These findings are in line with Iqbal et al. (2021[24]) who reported more greenness of leaves at
higher N application rate in rice. Swain and Sandip (2010[25]) also reported an increased in SPAD
values with an increase in nitrogen levels from 0 to 150 kg N ha-1 in rice.
In addition to influencing plant height and chlorophyll content of rice, nitrogen application also
significantly affected panicle and tiller production (Figure 3 C-D). The observed increase in the
number of panicles and tillers with increasing nitrogen rates indicates nitrogen’s role in promoting
reproductive development in rice. The significant reduction in panicle number under 0 N kg/ha,
highlights the importance of adequate nitrogen availability for optimal reproductive growth hence
highlighting the role of nitrogen in cell elongation and internode expansion. Increased panicle
production at higher nitrogen rates is likely due to enhanced tillering and greater nutrient uptake,
contributing to improved yield potential. This finding aligns with reports of Zhou et al. (2022[23]),
Zhou et al (2017[26]) and Firouzi (2015[27]) which indicated that, optimized nitrogen fertilizer
application (OFA) increases rice yield by improving tiller quality, enhancing panicle development
and increasing the number of filled spikelet.

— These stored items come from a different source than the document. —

PR #240, opened 2021-06-23
fix some issues of polkadot-v0.9.5

GopherJ:
polkadot-launch v1.6.3 should work if https://github.com/paritytech/polkadot-launch/pull/117 gets merged and released

otherwise we can also use `make register-parachain` to register our parachain

### DIFF
--- a/runtime/heiko/src/constants.rs
+++ b/runtime/heiko/src/constants.rs
@@ -16,7 +16,7 @@ pub mod currency {
     use primitives::Balance;
     pub const EXISTENTIAL_DEPOSIT: u128 = 500;
 
-    pub const MILLICENTS: Balance = 1_000_000_000;
+    pub const MILLICENTS: Balance = 10_000_000;
     pub const CENTS: Balance = 1_000 * MILLICENTS; // assume this is worth about a cent.
     pub const DOLLARS: Balance = 100 * CENTS;
 
--- a/Cargo.lock
+++ b/Cargo.lock
@@ -5344,7 +5344,6 @@ version = "3.0.0"
 dependencies = [
  "frame-support",
  "frame-system",
- "lazy_static",
  "orml-currencies",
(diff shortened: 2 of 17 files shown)


runtime/heiko/src/constants.rs
```diff
@@ -16,7 +16,7 @@ pub mod currency {
     use primitives::Balance;
     pub const EXISTENTIAL_DEPOSIT: u128 = 500;
 
-    pub const MILLICENTS: Balance = 1_000_000_000;
+    pub const MILLICENTS: Balance = 10_000_000;
```
c410-f3r, line 19: I am assuming that these currency parameters and balance storage are related. Feel free to ignore this comment if they are not.

If a millicent is 10^-3 cent and a cent is 10^-3 of an integral unit of value, then a integral unit of value is 10^-6 millicents or `0.000001 * 1000000`.
Parallel uses `FixedU128` that has 18 decimals so a milicent should be 10^12 instead of 10^7

```rust
let _ = FixedU128::from_inner(FixedU128::DIV / 1_000_000); // 0.000001
```

IIRC, `10_000_000` is related to the number of decimals used by one of the parity's runtimes

c410-f3r (approved):

runtime/heiko/src/constants.rs
GopherJ: I think `FixedU128` is not related to decimals, substrate's default decimal is 12, so I think I just did it like this, the previous one was a bit strange for me

GopherJ:
@c410-f3r @yz89  can you help checking if https://github.com/parallel-finance/parallel/pull/240/commits/5d7f3d52470707e15c7908ea172055ec29128a7d will fix test coverage issue? I'm not sure yet but would like to try and sorry that I didn't open another pr for this:)

GopherJ:
let's try first:)

PR #245, opened 2021-06-25
Staking Pallet benchmarking

ayushmishra2005:


pallets/liquid-staking/benchmarking/src/lib.rs
```diff
@@ -0,0 +1,248 @@
...
+        assert_eq!(processing_unstake[0].amount, amount);
+        assert_eq!(
+            processing_unstake[0].block_number,
+            frame_system::Pallet::<T>::block_number()
+        );
+
+        assert_last_event::<T>(pallet_liquid_staking::Event::UnstakeProcessing(agent, caller, amount).into());
+    }
+
+    finish_processed_unstake {
```
kaichaosun, line 205: There ma ybe a lot of items in collections, which means we need to benchmark the worst case. Here you just benchmark one stake and one unstake. If the worst case is not able to find, we need to use bounded collection.
Please check this call and above calls.

GopherJ (approved):

pallets/liquid-staking/src/benchmarking.rs
```diff
@@ -0,0 +1,251 @@
...
+        initial_set_up::<T>(caller.clone());
+        let agent: T::AccountId = account("Sample", 6, SEED);
+        let amount = 100_000;
+        let withdraw_amount = T::MaxWithdrawAmount::get() - 10;
+        assert_ok!(LiquidStaking::<T>::stake(
+            SystemOrigin::Signed(caller.clone()).into(),
+            amount));
+        let call = Call::<T>::withdraw(agent.clone(), withdraw_amount);
+        let origin = SystemOrigin::Root.into();
+    }: { call.dispatch_bypass_filter(origin)? }
```
kaichaosun, line 72: Most of the time to call withdraw or slash, we aren't using root, but a member of council.

pallets/liquid-staking/src/benchmarking.rs
```diff
@@ -0,0 +1,251 @@
...
+        );
+        assert_eq!(
+            <T as Config>::Currency::free_balance(T::StakingCurrency::get(), &LiquidStaking::<T>::account_id()),
+            INITIAL_AMOUNT + amount
+        );
+
+        assert_last_event::<T>(Event::<T>::Unstaked(caller, unstake_amount, asset_amount).into());
+    }
+
+    process_pending_unstake {
```
kaichaosun, line 152: `process_pending_unstake` and `finish_processed_unstake ` need to take consideration of `MaxAccountProcessingUnstake `.  The worst scenario is the max number of this constant, but it's possible to use this constant as a variable in the weight annotation.

pallets/liquid-staking/src/benchmarking.rs
```diff
@@ -0,0 +1,251 @@
...
+        );
+        assert_eq!(
+            <T as Config>::Currency::free_balance(T::LiquidCurrency::get(), &caller),
+            5_000_000
+        );
+        assert_eq!(
+            <T as Config>::Currency::free_balance(T::StakingCurrency::get(), &LiquidStaking::<T>::account_id()),
+            INITIAL_AMOUNT + amount
+        );
+        assert_last_event::<T>(Event::<T>::Staked(caller, amount).into());
```
ayushmishra2005, line 58: Asserting Last event would be enough.

pallets/liquid-staking/src/benchmarking.rs
ayushmishra2005: As discussed, I will be using `T::WithdrawOrigin::successful_origin();`

pallets/liquid-staking/Cargo.toml
```diff
@@ -29,8 +30,10 @@ sp-io           = { git = 'https://github.com/paritytech/substrate.git', branch
 
 [features]
 default = ['std']
+runtime-benchmarks = ["frame-benchmarking"]
```
GopherJ, line 33: let's use single quote here

.github/workflows/coverage.yml
```diff
@@ -68,7 +68,7 @@ jobs:
 
       - name: Generate code coverage
         run: |
-          cargo +nightly-2021-03-24 tarpaulin --verbose --all-features --workspace --exclude parallel --exclude parallel-dev --exclude parallel-runtime --exclude vanilla-runtime --exclude heiko-runtime --exclude pallet-loans-benchmarking  --exclude-files pallets/liquid-staking/src/benchmarking.rs --timeout 120 --out Xml
+          cargo +nightly-2021-03-24 tarpaulin --verbose --all-features --workspace --exclude parallel --exclude parallel-dev --exclude parallel-runtime --exclude vanilla-runtime --exclude heiko-runtime --exclude pallet-loans-benchmarking  --exclude pallet-liquid-staking --timeout 120 --out Xml
```
GopherJ, line 71: why did you exclude the whole crate? we still need to count coverage of liquid staking pallet, but we just need to ignore the benchmarking part

GopherJ (changes requested):

.github/workflows/coverage.yml
ayushmishra2005: `--exclude-files` is not working. I just wanted to check whether this change would work or not

kaichaosun: It's fine to exclude this crate for now, please create a issue to track the context so that we can add it back later.

kaichaosun (approved):
👍 Looks great.

GopherJ (approved):

PR #247, opened 2021-06-25
New curve model

c410-f3r:
## `x` and `y` axis (Domains)

By looking at https://docs.parallel.fi/white-paper#3-experimental-models, it is possible to see on the Cartesian plane that both axis are 0 to 1 real numbers that represent percentages, therefore, a equation for the new curve has `x ∈ ℝ | 0 <= x <= 1` and `y ∈ ℝ | 0 <= x <= 1` domains.

## Curve choice

It is still not clear to me yet which curve should perform best for Parallel. For now, any exponential formula with an adjustable constant should be good enough for experimentation because if the output value is too high or too low, then the constant could be easily modified.
Taking into consideration the above considerations, it is possible to use `y = (C^x - 1)/(C - 1), where C = constant`.

<sub>y = (256^x - 1)/(256 - 1)</sub>
save

Or `y = x^9 + C, where C = base_rate and y > 0` as suggested by @yz89.

<sub>y = x^9 + 0.02</sub>
save(1)

## Other considerations

* The equation of https://docs.parallel.fi/white-paper#3-1-curve-interest-rate-model does not specify what the `b` and `c` variables mean or the range of the `n` variable used for summing. Due to this situation and by request, another equation was used to evaluate `BorrowInterestRate` but future formula modifications can still occur if necessary.
* This PR only adds the new curve using `y = x^9 + C` for calculation. Future PRs can be created to actually change the internal algebraic operations of loans with this model.

### DIFF
--- a/pallets/loans/src/rate_model.rs
+++ b/pallets/loans/src/rate_model.rs
@@ -175,9 +175,10 @@ impl CurveModel {
 
     /// Calculates the borrow interest rate of curve model
     pub fn get_borrow_rate(&self, utilization: Ratio) -> Option<Rate> {
+        const NINE: usize = 9;
         let utilization_rate: Rate = utilization.into();
         utilization_rate
-            .saturating_pow(9)
+            .saturating_pow(NINE)
             .checked_add(&self.base_rate)
     }
 }
--- a/pallets/loans/src/rate_model.rs
+++ b/pallets/loans/src/rate_model.rs
@@ -161,6 +161,8 @@ pub struct CurveModel {
 }
 
 impl CurveModel {
+    pub const MAX_BASE_RATE: Rate = Rate::from_inner(Rate::DIV / 100 * 10); // 10%
+
     /// Create a new curve model
     pub fn new_model(base_rate: Rate) -> CurveModel {
         Self { base_rate }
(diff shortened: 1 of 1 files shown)


pallets/loans/src/rate_model.rs
```diff
@@ -12,16 +12,26 @@
...
+    fn get_borrow_rate(&self, utilization: Ratio) -> Option<Rate>;
+}
 
 /// Parallel interest rate model
 #[derive(Encode, Decode, Eq, PartialEq, Copy, Clone, RuntimeDebug)]
 pub enum InterestRateModel {
-    Jump(JumpModel),
     Curve(CurveModel),
+    Jump(JumpModel),
+    Polynomial(PolynomialModel),
```
yz89, line 34: PolynomialModel is still under discussion and should not add to this PR. Please remove this related code and let this PR be merged asap.

pallets/loans/src/lib.rs
```diff
@@ -89,6 +89,9 @@ pub mod pallet {
     pub trait Config: frame_system::Config {
         type Event: From<Event<Self>> + IsType<<Self as frame_system::Config>::Event>;
 
+        /// Borrow rate used to calculate polynomial rate models.
+        type BorrowRate: Get<Rate>;
```
yz89, line 93: BorrowRate has no usage in this PR.

c410-f3r: OK. Taking into considerations the feedback, this PR now does not depend on #231 anymore.

pallets/loans/src/rate_model.rs
```diff
@@ -161,20 +161,24 @@ pub struct CurveModel {
...
     }
 
     /// Calculates the borrow interest rate of curve model
-    pub fn get_borrow_rate(&self, _utilization: Ratio) -> Option<Rate> {
-        // TODO: Need to implement the curve model
-        None
+    pub fn get_borrow_rate(&self, utilization: Ratio) -> Option<Rate> {
+        let utilization_rate: Rate = utilization.into();
+        utilization_rate
+            .saturating_pow(9)
```
yz89, line 180: 9 could be a const var.

yz89 (approved):

ayushmishra2005 (approved):

yz89 (approved):

PR #1699, opened 2022-05-03
Feat/streaming storage

rjman-ljm:
## Context

On-chain storage is a simple way to query the historical account streams
Off-chain endpoint/service cannot not update immediately due to delay of subquery and db read/write.

- Senders: <AccountId, Vec\<StreamId>>
- Receivers: <AccountId, Vec\<StreamId>>


pallets/streaming/src/lib.rs
```diff
@@ -55,7 +55,12 @@ type BalanceOf<T> =
     <<T as Config>::Assets as Inspect<<T as frame_system::Config>::AccountId>>::Balance;
 type AccountOf<T> = <T as frame_system::Config>::AccountId;
 
-// Struct for Stream
+#[derive(PartialEq, Eq, Clone, Encode, Decode, RuntimeDebug, TypeInfo, MaxEncodedLen)]
+pub enum StreamStatus {
+    Ongoing,
+    Completed,
```
GopherJ, line 61: why do we need this field? if there aren't any funds left then certainly it's Completed

pallets/streaming/src/lib.rs
```diff
@@ -76,13 +81,16 @@ pub struct Stream<T: Config> {
...
+    // The current status of the stream
+    status: StreamStatus,
 }
 
 #[frame_support::pallet]
 pub mod pallet {
     use super::*;
 
     use weights::WeightInfo;
+    pub const MAX_STREAM_LEN: usize = 1024;
```
GopherJ, line 93: probably too big, I would suggest 32 to start

pallets/streaming/src/lib.rs
```diff
@@ -161,7 +173,17 @@ pub mod pallet {
     /// Global storage for streams
     #[pallet::storage]
     #[pallet::getter(fn get_stream)]
-    pub type Streams<T: Config> = StorageMap<_, Twox64Concat, StreamId, Stream<T>>;
+    pub type Streams<T: Config> = StorageMap<_, Blake2_128Concat, StreamId, Stream<T>, OptionQuery>;
+
+    #[pallet::storage]
+    #[pallet::getter(fn senders)]
+    pub type Senders<T: Config> =
+        StorageMap<_, Blake2_128Concat, T::AccountId, Vec<StreamId>, OptionQuery>;
```
GopherJ, line 181: BoundedVec preferred

pallets/streaming/src/lib.rs
```diff
@@ -161,7 +173,17 @@ pub mod pallet {
...
+
+    #[pallet::storage]
+    #[pallet::getter(fn recipients)]
+    pub type Recipients<T: Config> =
+        StorageMap<_, Blake2_128Concat, T::AccountId, Vec<StreamId>, OptionQuery>;
```
GopherJ, line 186: BoundedVec preferred

pallets/streaming/src/lib.rs
```diff
@@ -161,7 +173,17 @@ pub mod pallet {
     /// Global storage for streams
     #[pallet::storage]
     #[pallet::getter(fn get_stream)]
-    pub type Streams<T: Config> = StorageMap<_, Twox64Concat, StreamId, Stream<T>>;
+    pub type Streams<T: Config> = StorageMap<_, Blake2_128Concat, StreamId, Stream<T>, OptionQuery>;
```
GopherJ, line 176: Feel we just need StorageDoubleMap: sender -> receiver -> Vec<Stream>

GopherJ (changes requested):
Feel data structure can still be improved

pallets/streaming/src/lib.rs
rjman-ljm: If combined with the loans pallet later, I think there will be more status, @i5possible what do you think of this?

pallets/streaming/src/lib.rs
rjman-ljm: okay

pallets/streaming/src/lib.rs
rjman-ljm: This is a front-end requirement, we need to query the scent and received streams based on AccountId respectively.

pallets/streaming/src/lib.rs
rjman-ljm: yep

pallets/streaming/src/lib.rs
i5possible: I am thinking of the Cancelled/AsCollatoral/Redeemed status. If we don't have the status now. We may need to have a data migration. Any other thoughts?

runtime/parallel/src/lib.rs
```diff
@@ -1773,12 +1773,14 @@ impl pallet_crowdloans::Config for Runtime {
 
 parameter_types! {
     pub const StreamPalletId: PalletId = PalletId(*b"par/strm");
+    pub const MaxStreamsCount: u32 = 32;
```
i5possible, line 1776: Not sure if it's true. If the user is an account in a company, he wants to send the streams for their employee. I believe there will be more than 32 streams?

pallets/streaming/src/lib.rs
i5possible: I think CJ means that we could use a StorageDoubleMap so that we could query either by the sender or receiver to save the storage?

rjman-ljm: I understand it, CJ means that the keys of this two storage are different, but they maintain the same values, so it can be optimized by using double keys as the storage structure. I agree with this, but the requirement from the front end makes it impossible to use `StorageDoubleMap `. Take `<AssetId, AccountId> -> Balance` as an example, we must provide both keys in order to query the corresponding value, but when we query a receive stream, we don't care who is the sender.

runtime/parallel/src/lib.rs
rjman-ljm: Maybe we need to discuss it.

pallets/streaming/src/lib.rs
i5possible: Yeah for sure.I think you are right about it.

GopherJ: @rjman-ljm how about `StorageNMap : assetId -> sender -> receiver -> Vec`

pallets/streaming/src/lib.rs
GopherJ: If we cancel then the stream is removed actually so the status wont be useful

pallets/streaming/src/lib.rs
GopherJ: though I'm not sure if the frontend is easy to get received streams

runtime/parallel/src/lib.rs
GopherJ: this value is easy to change, we can adjust in the future, but for now I think 32 is very enough actually

pallets/streaming/src/lib.rs
rjman-ljm: Three keys? I think it would be unfriendly for front-end to query If both sender and receive are keys.

rjman-ljm: How about `StorageDoubleMap: AccountId -> StreamKind(Send | Receive) -> StreamId(u32)`?

runtime/parallel/src/lib.rs
i5possible: 128 Should be good to start. I think we will have more than 32 from our account. Confirmed with @Helen8

rjman-ljm: okay

GopherJ (approved):

PR #1725, opened 2022-05-09
fix creating unpayable stream && rename call name

rjman-ljm:


pallets/streaming/src/lib.rs
```diff
@@ -100,17 +100,19 @@ pub mod pallet {
...
+        /// The rate per second calculated is zero
+        InvalidRatePerSecond,
         /// The stream id is not found
         InvalidStreamId,
-        /// Caller is not the streamer
-        NotTheStreamer,
-        /// Caller is not the recipient
-        NotTheRecipient,
+        /// Caller is not the stream sender
+        NotTheStreamSender,
```
GopherJ, line 113: can be simplified as:

- NotTheSender
- NotTheRecipient

GopherJ (approved):

pallets/streaming/src/lib.rs
rjman-ljm: yep

GopherJ:
can you rename also to:

- create_stream -> create
- withdraw_from_stream -> withdraw
- cancel_stream -> cancel

cc @i5possible

rjman-ljm:
> can you rename also to:
> 
> * create_stream -> create
> * withdraw_from_stream -> withdraw
> * cancel_stream -> cancel
> 
> cc @i5possible
I think it would be better

rjman-ljm:
@GopherJ  I tried it and found it would change a lot, maybe do it in the next PR.

PR #1727, opened 2022-05-09
expand stream structure for loans pallet

rjman-ljm:


pallets/streaming/src/types.rs
```diff
@@ -14,6 +14,8 @@ pub enum StreamStatus {
     Completed,
```
GopherJ, line 14: should put inside Ongoing

rjman-ljm: Why do it, I don't understand

GopherJ: how about Ongoing { asCollateral: false|true }

rjman-ljm:
@GopherJ I've pushed some changes

rjman-ljm:
1. current implementation
2. struct Ongoing { asCollateral: false | true } &&  struct Completed { cancelled: false | true }

Which one is better

rjman-ljm:
@GopherJ I've pushed some changes

pallets/streaming/src/types.rs
rjman-ljm: okay

pallets/streaming/src/types.rs
```diff
@@ -70,9 +75,13 @@ impl<T: Config> Stream<T> {
             recipient,
             start_time,
             end_time,
-            status: StreamStatus::Ongoing,
+            status: StreamStatus::Ongoing {
+                as_collateral: false,
+            },
+            cancellable: true,
```
i5possible, line 81: Should we add it to the create method and set the default true if not provided?

rjman-ljm: If we support creating a non-cancellable stream, we need to add a new field to create(), and we must pass in field

i5possible (approved):
LGTM

i5possible:
error: linking with `cc` failed: exit status: 1

Could you compile it in local?

pallets/streaming/src/types.rs
rjman-ljm: Already added

rjman-ljm:
@GopherJ The PR for fixing CI was merged, please do a review for these changes

GopherJ (approved):

PR #1737, opened 2022-05-10
Changes to remove notify parameter from XCM proxy calls

ashi20192020ayush:


pallets/xcm-helper/src/lib.rs
```diff
@@ -576,34 +571,25 @@ impl<T: Config> XcmHelper<T, BalanceOf<T>, AccountIdOf<T>> for Pallet<T> {
...
         }))
     }
 
     fn do_remove_proxy(
         delegate: AccountId,
         proxy_type: Option<ProxyType>,
         delay: BlockNumber,
-        notify: impl Into<<T as pallet_xcm::Config>::Call>,
-    ) -> Result<QueryId, DispatchError> {
+    ) -> Result<Option<QueryId>, DispatchError> {
```
GopherJ, line 592: same as above

pallets/xcm-helper/src/lib.rs
```diff
@@ -468,15 +466,13 @@ pub trait XcmHelper<T: pallet_xcm::Config, Balance, TAccountId> {
...
-    ) -> Result<QueryId, DispatchError>;
+    ) -> Result<Option<QueryId>, DispatchError>;
 
     fn do_remove_proxy(
         delegate: AccountId,
         proxy_type: Option<ProxyType>,
         delay: BlockNumber,
-        notify: impl Into<<T as pallet_xcm::Config>::Call>,
-    ) -> Result<QueryId, DispatchError>;
+    ) -> Result<Option<QueryId>, DispatchError>;
```
GopherJ, line 475: same

pallets/xcm-helper/src/lib.rs
```diff
@@ -468,15 +466,13 @@ pub trait XcmHelper<T: pallet_xcm::Config, Balance, TAccountId> {
...
```
GopherJ, line 469: same as below

GopherJ:
we also need to make `notify` parameter an `Option` for all `do_*` helper functions so that it can applies to two cases

PR #1742, opened 2022-05-11
Liquidation free loans

alannotnerd:
Background:
The back collateral will be liquidated if the price of target/collateral is bumpy. The PR amis to introduce a liquidation-free way for loans. The LFL mode is based on the relationship of target and collateral asset. Regularly they're strongly relative with each other, and we'll give a volation for collateral which ensure itself covers the principle and intrest.

Revamp including:
1. Add a mapping from the target asset to the allowed back collateral in liquidation free mode, which's collateral factor must be ZERO in normal loans market.
2. Includes the collateral value regardless the collateral factor when borrowing target asset in that map.

TODO:
- [ ] redeem
- [ ] repay borrow
- [ ] liquidate borrow


pallets/loans/src/lib.rs
```diff
@@ -1164,6 +1179,31 @@ impl<T: Config> Pallet<T> {
         T::PalletId::get().into_account()
     }
 
+    fn get_dot_base_position(account: &T::AccountId) -> Result<FixedU128, DispatchError> {
```
yrong, line 1182: better not name as `dot***`,  in kusama it should be ksm based

pallets/loans/src/lib.rs
```diff
@@ -1164,6 +1179,31 @@ impl<T: Config> Pallet<T> {
...
+        {
+            total_asset_value = total_asset_value
+                .checked_add(&Self::collateral_asset_value(account, asset_id)?)
+                .ok_or(ArithmeticError::Overflow)?;
+        }
+        Ok(total_asset_value)
+    }
+
+    fn get_account_lf_liquidity(account: &T::AccountId) -> Result<Liquidity, DispatchError> {
+        let dot_borrowed_amount = Self::current_borrow_balance(account, DOT)?;
```
yrong, line 1195: same as above

pallets/loans/src/lib.rs
```diff
@@ -260,6 +266,11 @@ pub mod pallet {
     pub type LastAccruedInterestTime<T: Config> =
         StorageMap<_, Blake2_128Concat, AssetIdOf<T>, Timestamp, ValueQuery>;
 
+    /// Liquidation free collateral.
+    #[pallet::storage]
+    #[pallet::getter(fn liquidation_free_collaterals)]
+    pub type LiquidationFreeCollaterals<T: Config> = StorageValue<_, Vec<AssetIdOf<T>>, ValueQuery>;
```
yrong, line 272: may not need this storage

alannotnerd: Why?

alannotnerd: 1. The vault cannot be dissolved when ctoken haven't redeemed. We cannot liquidate ctoken when the vault exists.
2. The ctoken cannot be force redeemed because the owner is our pallet when ctoken is collateral.

Due to 1) and 2), we cannot use vault as equivalent of the storage.

pallets/loans/src/lib.rs
```diff
@@ -22,6 +22,8 @@
 
 #![cfg_attr(not(feature = "std"), no_std)]
 
+use core::cmp::max;
```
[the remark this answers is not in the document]
alannotnerd: it doesn't under std namespace

pallets/loans/src/lib.rs
```diff
@@ -1784,13 +1855,25 @@ impl<T: Config> Pallet<T> {
...
-        if liquidity < reduce_amount {
-            Err(Error::<T>::InsufficientLiquidity.into())
-        } else {
-            Ok(())
+    // `dot_lf`: check in liquidation free mode which means borrowing dot or redeeming assets in
+    // `LiquidationFreeCollaterals`.
+    fn ensure_liquidity(
+        account: &T::AccountId,
+        reduce_amount: FixedU128,
+        dot_lf: bool,
```
yrong, line 1863: better rename as `lf_enabled`

pallets/loans/src/lib.rs
```diff
@@ -1784,13 +1855,25 @@ impl<T: Config> Pallet<T> {
...
+    ) -> DispatchResult {
+        let (total_liquidity, _) = Self::get_account_liquidity(account)?;
+        let lf_liquidity = Self::get_account_lf_liquidity(account)?;
+
+        if dot_lf && max(total_liquidity, lf_liquidity) > reduce_amount {
```
yrong, line 1868: ditto

pallets/loans/src/lib.rs
```diff
@@ -1784,13 +1855,25 @@ impl<T: Config> Pallet<T> {
...
-            Ok(())
+    // `dot_lf`: check in liquidation free mode which means borrowing dot or redeeming assets in
+    // `LiquidationFreeCollaterals`.
+    fn ensure_liquidity(
+        account: &T::AccountId,
+        reduce_amount: FixedU128,
+        dot_lf: bool,
+    ) -> DispatchResult {
+        let (total_liquidity, _) = Self::get_account_liquidity(account)?;
+        let lf_liquidity = Self::get_account_lf_liquidity(account)?;
```
yrong, line 1866: move this into the if block next line to avoid unnecessary calc

yrong: yes,realize in our current design we need to check lf_liquidity for none-lf-asset. so just ignore this comment

yz89 (approved):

Days to flowering was also significantly affected by nitrogen application (Figure 4.A). Higher
nitrogen levels resulted in a delayed flowering period, likely due to the prolonged vegetative
growth phase before transitioning to the reproductive stage. Applying the right amount of N
fertilizer can significantly increase biomass, and also high biomass is only possible under N
fertilization conditions (Fathi et al., 2016[28]). The significant positive response of biomass to
nitrogen application as demonstrated in this study could be attributed to the role of N to maintain
leaf surface survival; as leaf surface durability increases, the duration and rate of leaf
photosynthesis also increase, allowing the plant to produce more fresh and dry matter (Fathi,
2022[29]). Nitrogen deficiency stimulates competition for the transfer of this element in the plant,
impairs timely and complete formation of reproductive organs by decreasing crop growth rate
(CGR), delays plant phenology, lowers harvest index and ultimately reduces grain yield and
biomass of plants (Fathi and Zeidali, 2021[20]).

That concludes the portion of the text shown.